Dara wrote:

> I do not mind burning the midnight oil and try some novel code or just do something simple, as you wish.

Great! I hope we can do something like this. A few weeks ago I said:

> But I don’t feel that I can say “write code that uses a **random forest method** to predict El Niños \$n\$ months in advance” and expect one of you to do that in a week.

Daniel wrote:

> This is not that hard.

So I thought it could be done in a week, but obviously it hasn't been done yet!

Daniel wrote:

> The hard part is formulating the problem.

and so I tried to start formulating it. I hoped that my first try would give rise to more questions that would help me formulate it more precisely. But Daniel Mahler didn't ask any more questions. So maybe you can? Maybe David Tweed can?

First:

> deciding what signal(s) to predict

I want to predict the **Niño 3.4 index**, which is one number per month. The data is available [here](https://github.com/johncarlosbaez/el-nino/blob/master/R/nino3.4-anoms.txt). This is data from Climate Prediction Center of the National Weather Service, from January 1950 to May 2014. The Niño 3.4 index is in the column called ANOM.

> from what data

For starters, I'd like to predict it from the **average link strength**, a quantity we've computed and put [here](https://github.com/johncarlosbaez/el-nino/blob/master/R/average-link-strength.txt).

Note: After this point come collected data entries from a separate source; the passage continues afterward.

Issue #1557, opened 2023-06-27
Merge provider-kairos CI with kairos


jimmykarily:
We have lots of duplication between kairos and provider-kairos repositories (e.g. Earthly targets, tests etc). The provider-kairos repository should just be the provider-kairos source code with only a binary as the artifact.

The `kairos-io/kairos` repository can build provider-kairos images (and core images like it does now) by integrating the provider-kairos binary in the images.

This will allow us to find breaking changes earlier (before we even release kairos core) and also reduce how many CI resources we need.

PR #1592, opened 2023-07-07
Build provider in kairos and bring tests

Itxaka:

Brings the testing of provider-kairos into kairos CI.

This only deals with x86 testing as there is no other tests rather than building an iso/image for arm64.

Fixes https://github.com/kairos-io/kairos/issues/1557


Earthfile
```diff
@@ -338,6 +346,27 @@ base-image:
...
     # END
 
+    # Build with provider-kairos
+    # TODO: Allow installing from luet packages
+    ARG PROVIDER_KAIROS
+    ARG PROVIDER_KAIROS_BRANCH=main
+    IF [[ "$PROVIDER_KAIROS" != "" ]]
+        DO github.com/kairos-io/provider-kairos:main+PROVIDER_INSTALL --FLAVOR=$FLAVOR
+        # Redo os-release with override settings to point to provider-kairos stuff
+        # in earthly 0.7 we will be able to just override VARIANT here and just run the OSRELEASE once
```
mauromorales, line 356: could we just upgrade to this verstion already?

tests/assets/kubernetes_logs.sh
```diff
@@ -0,0 +1,10 @@
+#!/bin/sh
+
```
mauromorales, line 2: a short description could be useful here

tests/assets/kubernetes_logs.sh
```diff
@@ -0,0 +1,10 @@
...
+for n in $(k3s kubectl  get namespace -A | tr -s ' ' | cut -f1 -d' ' | tail -n +2); do
```
mauromorales, line 3:
```suggestion
for n in $(k3s kubectl get namespace -A | tr -s ' ' | cut -f1 -d' ' | tail -n +2); do
```

mauromorales (dismissed):
sweet 💪

Earthfile
Itxaka: Not easily as 0.7 introduces the concept of global vars and that could potentially screw the current earthfile. 

It would need to come in a different PR to make sure we don't break any other stuff

tests/assets/kubernetes_logs.sh
Itxaka: Good point, this was just a copy from provider so I didn't think of touching this files

Itxaka:
all jobs passed under https://github.com/kairos-io/kairos/actions/runs/5528778626/jobs/10086510302 moving them now to master only

.github/workflows/image.yaml
```diff
@@ -179,6 +179,86 @@ jobs:
...
+          head -n 30 <<< "${pkgs}"
+          echo
+          sudo rm -rfv build || true
+          df -h
+      - uses: actions/checkout@v3
+      - run: |
+          git fetch --prune --unshallow
+      - name: setup-docker
+        uses: docker-practice/actions-setup-docker@master
+      - name: Release space from worker
```
mauromorales, line 234: not a big deal, but should we move together with the other Release space?

mauromorales (dismissed):
Just two minor things, other than that lgtm

.github/workflows/image.yaml
Itxaka: woops, didnt even noticed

This file has the average link strength, called \$S\$, at 10-day intervals starting from day 730 and going until day 12040, where day 1 is the first of January 1948. (For an explanation of how this was computed, see [Part 4](http://johncarlosbaez.wordpress.com/2014/07/08/el-nino-project-part-4/) of the El Niño Project series.)

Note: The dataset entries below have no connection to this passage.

PR #1616, opened 2023-07-18
Test

Itxaka:

Fixes #

### DIFF
--- a/.github/workflows/reusable-build-flavor.yaml
+++ b/.github/workflows/reusable-build-flavor.yaml
@@ -73,6 +73,7 @@ jobs:
           FLAVOR: ${{ inputs.flavor }}
           IMAGE: quay.io/kairos/core-${{ inputs.flavor }}:latest
         run: |
+          exit 1
           earthly +ci --SECURITY_SCANS=false --IMAGE=$IMAGE --FLAVOR=$FLAVOR
           sudo mv build/* .
           sudo rm -rf build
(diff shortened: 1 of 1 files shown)


mauromorales (commented):
I think the best would be to add a final job that depends on all of these jobs. I haven't tried it but I think you could ensure it always runs by using `if: always()` and then in the part that does the actual notification you can validate if any of the previous jobs failed by doing `if: failure()`

https://docs.github.com/en/actions/learn-github-actions/expressions#always

https://docs.github.com/en/actions/learn-github-actions/expressions#failure

Itxaka:
> I think the best would be to add a final job that depends on all of these jobs. I haven't tried it but I think you could ensure it always runs by using `if: always()` and then in the part that does the actual notification you can validate if any of the previous jobs failed by doing `if: failure()`
> 
> [docs.github.com/en/actions/learn-github-actions/expressions#always](https://docs.github.com/en/actions/learn-github-actions/expressions#always)
> 
> [docs.github.com/en/actions/learn-github-actions/expressions#failure](https://docs.github.com/en/actions/learn-github-actions/expressions#failure)

But im wondering, as if you `depend` on a previous job, and that job fails, your dependant job would not even trigger no? Even if you have a failure() check, that is only checked one the job is started, and it wont start.

Let me create a test repo with this to see if it actually works like that.

Itxaka:
> > I think the best would be to add a final job that depends on all of these jobs. I haven't tried it but I think you could ensure it always runs by using `if: always()` and then in the part that does the actual notification you can validate if any of the previous jobs failed by doing `if: failure()`
> > [docs.github.com/en/actions/learn-github-actions/expressions#always](https://docs.github.com/en/actions/learn-github-actions/expressions#always)
> > [docs.github.com/en/actions/learn-github-actions/expressions#failure](https://docs.github.com/en/actions/learn-github-actions/expressions#failure)
> 
> But im wondering, as if you `depend` on a previous job, and that job fails, your dependant job would not even trigger no? Even if you have a failure() check, that is only checked one the job is started, and it wont start.
> 
> Let me create a test repo with this to see if it actually works like that.

shiiiiet, it seems to actually work!

https://github.com/Itxaka/test-ci-depends/actions/runs/5597106674

Itxaka:
> fantastic!

ah yes, the problem I guess its how to depend on everything

Like if i depend on core and qemu-acceptance test and core fails, will it trigger? Then that means we still can not notify when building is broken as it wont trigger the notify job as the dependent jobs havent triggered


Gonna test that as well.

Itxaka:
> > fantastic!
> 
> ah yes, the problem I guess its how to depend on everything
> 
> Like if i depend on core and qemu-acceptance test and core fails, will it trigger? Then that means we still can not notify when building is broken as it wont trigger the notify job as the dependent jobs havent triggered
> 
> Gonna test that as well.

wow, this actually works: https://github.com/Itxaka/test-ci-depends/actions/runs/5597190257

Im sure it has changed as I tried the same thing a couple of years ago and it was a no-go. NICE

.github/workflows/reusable-build-flavor.yaml
```diff
@@ -73,6 +73,7 @@ jobs:
           FLAVOR: ${{ inputs.flavor }}
           IMAGE: quay.io/kairos/core-${{ inputs.flavor }}:latest
         run: |
+          exit 1
```
mauromorales, line 76: Notification only runs on master, so I guess we can drop this ... otherwise if you want to just test it, you can copy the notification into image-pr.yaml without the branch checks

mauromorales (dismissed):
Very cool! It's only missing to alwasy put a random gif :speak_no_evil:

.github/workflows/reusable-build-flavor.yaml
Itxaka: ffffuuuuuuuuuuuu

Itxaka: fixed, good catch yikes

Itxaka:
> Very cool! It's only missing to alwasy put a random gif speak_no_evil

yeah... not too sure about "random" gifs. I dont want it to post gore or something racist into the chat....internet is evil!

mauromorales (dismissed):
lgtm

Itxaka:
Fixed the lint and pushing as it wont affect PR tests!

The first goal is to **predict the Niño 3.4 index on any given month starting from the average link strengths during some roughly fixed-length interval of time ending around \$m\$ months before the given month**.

The second goal is to **measure how good the prediction is, and see how it gets worse as we increase \$m\$**.

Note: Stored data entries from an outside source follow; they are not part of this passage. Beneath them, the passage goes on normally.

PR #1619, opened 2023-07-19
🤖 Add simple UKI test

Itxaka:

Fixes #

### DIFF
--- a/tests/tests_suite_test.go
+++ b/tests/tests_suite_test.go
@@ -118,6 +118,7 @@ func startVM() (context.Context, VM) {
 
 	stateDir, err := os.MkdirTemp("", "")
 	Expect(err).ToNot(HaveOccurred())
+	fmt.Printf("State dir: %s\n", stateDir)
 
 	if os.Getenv("EMULATE_TPM") != "" {
 		emulateTPM(stateDir)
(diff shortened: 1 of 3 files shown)


tests/uki_test.go
```diff
@@ -0,0 +1,89 @@
...
+			out, err := vm.Sudo("kairos-agent state")
+			Expect(err).ToNot(HaveOccurred())
+			// TODO: make agetn report uki_mode or something?
+			Expect(out).To(ContainSubstring("boot: unknown"))
+			currentVersion, err := vm.Sudo(getVersionCmd)
+			Expect(err).ToNot(HaveOccurred(), currentVersion)
+
+			stateAssertVM(vm, "kairos.version", strings.ReplaceAll(strings.ReplaceAll(currentVersion, "\r", ""), "\n", ""))
+			stateContains(vm, "system.os.name", "alpine", "opensuse", "ubuntu", "debian", "fedora")
+			stateContains(vm, "kairos.flavor", "alpine", "opensuse", "ubuntu", "debian", "fedora")
```
mauromorales, line 86: how come we need to have here all the different flavors?

Itxaka: Just a generic test that check that is indeed on of the flavors of the lost so if we change or add extra flavors for the test in the future it doesn't need a test change

mauromorales: gotcha, I guess ideally we should pass it via an env var or pick it from the uki file name or something like that, but can be improved later on

mauromorales (approved):
lgtm

tests/uki_test.go
Itxaka: yeah, this was mainly copied fromt he existing acceptance test. Its kind of generic and could be more specific.

tests/tests_suite_test.go
```diff
@@ -186,6 +187,28 @@ func startVM() (context.Context, VM) {
...
+			if FW != "" {
+				m.Args = append(m.Args,
+					"-bios", FW)
+			}
+
+			return nil
+		},
+		// UKI boot
+		func(m *types.MachineConfig) error {
+			drive := os.Getenv("UKI_DRIVE")
```
jimmykarily, line 202: Sorry for the late comment. I think the test below can easily turn to false positive if one omits these 2 environment variables. A quick solution would be to check in the test that these 2 environment variables are set (like [we do for `CONTAINER_IMAGE` in the upgrade test](https://github.com/kairos-io/kairos/blob/224d7c0045ddd5c1d648e7f379359f175aaabbd4/tests/upgrade_cli_test.go#L16-L21))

(Note: There is a certain technical annoyance here involving "months" versus "10-day intervals"! If every month contained exactly 30 days, life would be sweet. But no. Here's one idea on how to deal with this:

We predict the Niño 3.4 index for a given month given the values of \$S\$ over the \$k\$ 10-day periods whose final one occurs at the end of the month \$m\$ months before the given month. For example, if \$m = 1\$, \$k = 3\$ and the given month is February, we must predict the February Niño 3.4 index given the 3 average link strengths at 10-day periods ending at the end of January.

Ignore this crap if you're just trying to get the basic idea. If you can think of a less annoying way to handle this annoying issue, it could be fine.)

> what loss function to use

I'm not exactly sure what a "loss function" is: does it get big when our prediction counts as "bad"? Or does it get big when our prediction counts as good?

Roughly speaking, I'd like predictions that minimize the time average of

|(predicted El Niño 3.4 index - observed El Niño 3.4 index)|\${}^2\$

But I'd like to start by doing something that machine learning people consider "standard", not quirky and idiosyncratic.